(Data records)
=== Begin Enclosure ===
PR #19, opened 2025-03-20
[BKY-6457] Setup an environment

dlm:
This is in no way perfect, however it is intended to be part of the scaffolding to get some of the workflows in place.  We may want to take it out eventually or improve it, but in the meantime....

When preparing examples that  work in with specific versions of the AS service, it can be somewhat challenging 
to move between versions.  This PR adds a nix shell that will build a version of bky-as.  That way, when we work on 
beta4 it can set up an environment for beta 4 and sim for beta 5 (and for the next few days for beta5 pre releases.)   

Note that you will not be able to create a nix shell unless you have a PAT with access to various internal blocky repos.


matteobjornsson:
Would it make sense to add a very brief CONTRIBUTING.md or something similar? Normally for something like this setup/commands would go into a readme.

shell.nix
```diff
@@ -0,0 +1,54 @@
...
+
+  };
+in
+pkgs.mkShellNoCC {
+  packages = [
+    pkgs.git
+    pkgs.go
+    pkgs.gotools # for tools like goimports
+    pkgs.golangci-lint # for linting go files
+    pkgs.tinygo # for building wasm
```
matteobjornsson, line 47: do we need to pin `go` or `tinygo` to a version?

mwittie (approved):
Slick!

shell.nix
```diff
@@ -0,0 +1,54 @@
+{
+  githubPAT ? builtins.getEnv "GITHUB_PAT",
```
matteobjornsson, line 2: I was expecting this to work. I was assuming the GITHUB_PAT was supposed to result in skipping this password step? Am I approaching this wrong? `gh auth token` works outside of this command. 
Screenshot 2025-03-20 at 6 31 18 PM

shell.nix
dlm: the versions that is pinned by the version that was part of nixpkgs 24.11.  Which is go 1.23.6 and tinygo 0.34.   If we want to spend a few more cycles on it we may be able to tighten up those versions, but in the short term, my main goal is to figure out how to get versions of bky-as to aligh with the project.

PR #20, opened 2025-03-21
[BKY-6457] Add workflows and pr templates

dlm:
In this PR, we introduce some 
of our basic workflows a pull request template


dlm:
Merging without review so that I can get a few more tasks setup

PR #27, opened 2025-03-25
[BKY-6376] Random example

tahardi:
## Describe your changes
This PR adds an example Blocky AS guest function that demonstrates how to get random numbers from the Blocky AS runtime.

## Related Jira cards
[random example](https://blocky.atlassian.net/browse/BKY-6376?atlOrigin=eyJpIjoiYWE2M2UxNzM3YWViNDdhMTk0NjIwY2UzN2I5NzJlNzAiLCJwIjoiaiJ9)

- [x] This PR is small. 
    - Otherwise, justify here:


random/main.go
```diff
@@ -0,0 +1,45 @@
...
+	case err != nil:
+		outErr := fmt.Errorf("could not unmarshal input args: %w", err)
+		return WriteError(outErr)
+	case input.Sides == 0:
+		outErr := fmt.Errorf("die cannot have zero sides")
+		return WriteError(outErr)
+	}
+
+	randBytes := make([]byte, 8)
+	n, err := crand.Read(randBytes)
```
tahardi, line 31: Currently, we show that you can generate random numbers in much the same way you would a normal program. Namely, you import a standard library that pulls entropy from the system which it then uses to generate random streams. This works because tinygo provides a `crypto/rand` implementation which pulls entropy from the `wazero` runtime which we have correctly seeded.

If users don't want to (or can't) depend on having a stdlib implementation like `crypo/rand` we could define a host func in delphi that provides random byte streams by pulling from the `newman` entropy provider. I figure that is something we could push off for now and implement in the future if we see a need for it

random/README.md
```diff
@@ -0,0 +1,182 @@
...
+  32 bits are a memory address and the second 32 bits are the size of the data.
+  The memory space is sandboxed and shared between the TEE host program (Blocky
+  AS server) and the WASM runtime (your function). The `inputPtr` and
+  `secretPtr` arguments carry user-defined function input and secrets,
+  though we only make use of input in this example. The output of the function
+  is also a memory pointer, whose value will be returned to the user.
+- The function uses the `basm`
+  [Blocky Attestation Service WASM Go SDK](https://github.com/blocky/basm-go-sdk)
+  `basm.ReadFromHost` to fetch the input data and unmarshal it into the
+`Args` struct.
```
dlm, line 124: fix spacing.

random/README.md
```diff
@@ -0,0 +1,182 @@
...
+
+Finally, note that we are able to generate random numbers the way you would in
```
dlm, line 126: Why are some of the items in a bulleted list but this one is not?  ... do we do that in others?  From a random sample of a few (e.g. the hello world one, we do not).

random/README.md
```diff
@@ -0,0 +1,182 @@
...
+a normal Go program (i.e., via `crypto/rand`). This is because
+`tinygo` provides an implementation for `crypto/rand` and we properly seed the
```
dlm, line 128: If you were familiar with go, you may wonder why we are using crypto/rand to generate a random dice roll and not `rand.Intn`.  Is it worth a sentence?

random/main.go
dlm: I think it is fine.  Let's wait to see if anybody wants such a feature.

dlm (approved):
From my perspective, I think this is good.  Since this is your first PR to the project, please wait for a second review though.

random/README.md
tahardi: fixed

random/README.md
tahardi: Probably because this is some amalgamation of readmes from multiple examples. Either way, I slightly edited these last couple of sentences and made them a bullet as well

random/README.md
tahardi: Ahhh... Honestly, I was only using `crypto/rand` because I'd been using it recently for things that actually required cryptographically secure randomness.

I've updated the example to simply use `math/rand.Intn()` since emulating a die roll does not necessarily require `crypto/rand`. I've also updated these lines so that a reader is aware they could use either `math/rand` or `crypto/rand` depending on their use case

random/go.mod
```diff
@@ -0,0 +1,10 @@
+module github.com/blocky/as-demo
+
+go 1.22.6
+
+require github.com/blocky/basm-go-sdk v0.1.0-beta.4
```
mwittie, line 5: revisit if we're ready to update this dependency and maybe the on in shell.nix as well

random/README.md
```diff
@@ -0,0 +1,181 @@
...
+  "Error": "",
+  "Value": 3
+}
+```
+
+## Walkthrough
+
+### Step 1: Create a parameterized random function
+
+We'll demonstrate random by emulating a die roll in `rollDie` in
```
mwittie, line 53:
```suggestion
We'll demonstrate random number generation by emulating a die roll in `rollDie` in
```

random/README.md
```diff
@@ -0,0 +1,181 @@
...
+{
+  "code_file": "tmp/x.wasm",
+  "function": "rollDie",
+  "input": {
+    "sides": 20
+  }
+}
+```
+
+Notice the `input` section, which contains the parameters for `rollDie`,
```
mwittie, line 68: Just one parameter

random/README.md
```diff
@@ -0,0 +1,181 @@
...
+specifically the `sides` field set to `20`. Meaning, `rollDie` will return
+a number in the range [1,20].
+
+Next, we define the `rollDie` function in [`main.go`](./main.go):
+
+```go
+type Args struct {
+    Sides uint64 `json:"sides"`
```
mwittie, line 76: maybe `NumSides` or `DieSides`?

random/README.md
```diff
@@ -0,0 +1,181 @@
...
+//export rollDie
+func rollDie(inputPtr uint64, secretPtr uint64) uint64 {
+    var input Args
+    inputData := basm.ReadFromHost(inputPtr)
+    err := json.Unmarshal(inputData, &input)
+    switch {
+    case err != nil:
+        outErr := fmt.Errorf("could not unmarshal input args: %w", err)
+        return WriteError(outErr)
+    case input.Sides == 0:
```
mwittie, line 88: What if the is negative?

random/README.md
```diff
@@ -0,0 +1,181 @@
...
+        outErr := fmt.Errorf("die cannot have zero sides")
+        return WriteError(outErr)
+    }
+
+    randBytes := make([]byte, 8)
```
mwittie, line 93: What if the number of sides does not fit in 8 bytes?

random/README.md
```diff
@@ -0,0 +1,181 @@
...
+    }
+
+    roll := (binary.BigEndian.Uint64(randBytes) % input.Sides) + 1
+    return WriteOutput(roll)
+}
+```
+
+You will notice a few things:
+
+- The `rollDie` function is exported so that it can be invoked by the
```
mwittie, line 111: I think we can take this out - already covered by the hello-world example

random/README.md
```diff
@@ -0,0 +1,181 @@
...
+  Blocky AS server in a WASM runtime.
+- The function takes two `uint64` arguments and returns a `uint64`. These are
```
mwittie, line 113: Marcin has a card to remove the discussion of parameter parsing from the different examples. Since both of these could be in flight at the same time, you guys might want to coordinate as to who is removing this part from this example.

random/README.md
```diff
@@ -0,0 +1,181 @@
...
+
+Next, we define the `rollDie` function in [`main.go`](./main.go):
+
+```go
+type Args struct {
+    Sides uint64 `json:"sides"`
+}
+
+//export rollDie
+func rollDie(inputPtr uint64, secretPtr uint64) uint64 {
```
mwittie, line 80: I think this is out of date with respect to main.go. You might be able to ignore the next couple of comments.

random/README.md
```diff
@@ -0,0 +1,181 @@
...
+  though we only make use of input in this example. The output of the function
+  is also a memory pointer, whose value will be returned to the user.
+- The function uses the `basm`
+  [Blocky Attestation Service WASM Go SDK](https://github.com/blocky/basm-go-sdk)
+  `basm.ReadFromHost` to fetch the input data and unmarshal it into the
+  `Args` struct.
+- We are able to generate random numbers the way you would in a normal Go
+  program (i.e., via `math/rand` or `crypto/rand`). This is because `tinygo`
+  provides implementations for `math/rand` and `crypto/rand`, and because we
+  properly seed the `wazero` runtime with a source of entropy (`wazero`
```
mwittie, line 128: The major value of this example is that people can trust the random number is correct. I think that just saying we set it properly is not enough here. Could you go into the details of what we did?

random/fn-call.json
```diff
@@ -0,0 +1,7 @@
+{
+  "code_file": "tmp/x.wasm",
+  "function": "rollDie",
+  "input": {
+    "sides": 20
```
mwittie, line 5: `die_sides?

random/README.md
```diff
@@ -0,0 +1,181 @@
...
+  "Success": true,
+  "Error": "",
+  "Value": 3
+}
+```
+
+You will most likely see a different number for the `Value` field as it is
+randomly generated. On that note, subsequent invocations of `rollDie` should
+produce different numbers. You can control the range of said numbers by
+updating the `sides` field in the `fn-call.json` file.
```
mwittie, line 175: `die_sides`?

random/README.md
```diff
@@ -0,0 +1,181 @@
...
+
+## Next steps
+
+Now that you have successfully run the example, you can start modifying it to
+fit your own needs. Check out other examples in this repository, to learn what
```
mwittie, line 180: One thing you could ask people to do is extend the example with a message that says "Critical Failure" or "Critical Success". You could also suggest that they roll multiple different sided dies in the same call, since that's often what's needed in D&G (though I think D&G maybe trademarked, so we may want to be somewhat generic about that suggestion).

mwittie (approved):
Looks good. Just a few suggestions

random/.gitignore
```diff
@@ -0,0 +1 @@
+tmp/
```
dlm, line 1: this is a test

dlm: .... yep, that did .... if all of your comments become outdated, did your review ever exist?

random/fn-call.json
tahardi: updated to `die_sides` here, in `main.go`, and README

random/README.md
tahardi: done

random/README.md
tahardi: Ah good catch. Forgot to update the code here after changing in `main.go`. Fixed.

random/README.md
tahardi: Added a line stating that we seed wazero with entropy obtained from the Nitro Secure Module

random/README.md
tahardi: changed to DieSides

random/README.md
tahardi: Removed

PR #35, opened 2025-04-05
[BKY-6561] Add templated url

dlm:
## Describe your changes

In this PR, we add functionality to update the urls via templates.

The way that we make this work is by replacing all of the version tags in the urls of the examples with a template string
and then in the "stable shell" we introduce a function called `render-md` that renders all of the markdown files.

That way, we don't need to keep manually updating all the the urls for every release.

## Related Jira cards
[bky-6561](https://blocky.atlassian.net/browse/BKY-6561)

## Notes for reviewers

Let me know what y'all think.

- [x] This PR is small. 
    - Otherwise, justify here:


nix/mkDevShell.nix
```diff
@@ -22,6 +22,14 @@ let
...
   stableShell = pkgs.mkShellNoCC {
     packages = devDependencies ++ [ bky-as-stable ];
+    shellHook = ''
+      export AS_VERSION=${version}
+      render-md() {
+        for file in $(find . -type f -name '*.md'); do
+          mo "$file" > "$file.tmp" && mv "$file.tmp" "$file"
+        done
+      }
+    '';
```
matteobjornsson, line 32: I think this PR is great. My only concern is that this function feels a little "hidden in the nix configuration". A lot of times we see things like this in the project makefile. We haven't really crossed this bridge yet, but I am hoping that dev commands find a central, self documenting location. Either in a makefile or somewhere else that we can point to. This is also bringing up the idea that there are certain things we can do in the stable shell that we don't want to happen in the unstable shell or non-nix shell. This makes me wonder if we might want a mechanism to add to scripts that detects the shell environment. An example of maybe what it would look like to put this in the makefile:
```Makefile
render-templates:
	@if [ -z "$$AS_VERSION" ]; then \
		echo "Error: AS_VERSION is not set"; \
		exit 1; \
	fi
	for file in $(find . -type f -name '*.md'); do
	  	mo "$file" > "$file.tmp" && mv "$file.tmp" "$file"
	done
```

matteobjornsson (approved):
Caught up over video. Happy to see the tooling added for convenience when releasing and to iterate on how we want to support development before making some "conventions" decisions down the road.

coin_prices_from_coingecko/README.md
```diff
@@ -19,7 +19,7 @@ In this example, you'll learn how to:
 ## Setup
 
 - Install the Blocky AS CLI by following the
-  [setup instructions](https://blocky-docs.redocly.app/attestation-service/v0.1.0-beta.6/setup)
+  [setup instructions](https://blocky-docs.redocly.app/attestation-service/{{AS_VERSION}}/setup)
```
mwittie, line 22: I just noticed that the link to the error handling example above is missing a slash. I was going to issue a PR, but going through the repo, I only see the problem in this file, so might be quicker for you to just fix it here.

dlm: fixed.

nix/mkDevShell.nix
dlm: discussed over video call.  Plan is to hold off until we have a little more clarity on how we want to more generally handle the different tools for the different environments.

coin_prices_from_coingecko/README.md
```diff
@@ -8,7 +8,7 @@ Before starting this example, make sure you are familiar with the
 [Hello World - Attesting a Function Call](../hello_world_attest_fn_call/README.md),
 [Passing Input Parameters and Secrets](../params_and_secrets/README.md),
 and the
-[Error Handling - Attested Function Calls](../error_handling_attest_fn_callREADME.md)
+[Error Handling - Attested Function Calls](../error_handling_attest_fn_call/README.md)
```
dlm, line 11: fix missing `/`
=== End Enclosure ===
# Problem details
Filter the records for lines holding the string "browse". Copy each one.

# Answer for the task
[random example](https://blocky.atlassian.net/browse/BKY-6376?atlOrigin=eyJpIjoiYWE2M2UxNzM3YWViNDdhMTk0NjIwY2UzN2I5NzJlNzAiLCJwIjoiaiJ9)
[bky-6561](https://blocky.atlassian.net/browse/BKY-6561)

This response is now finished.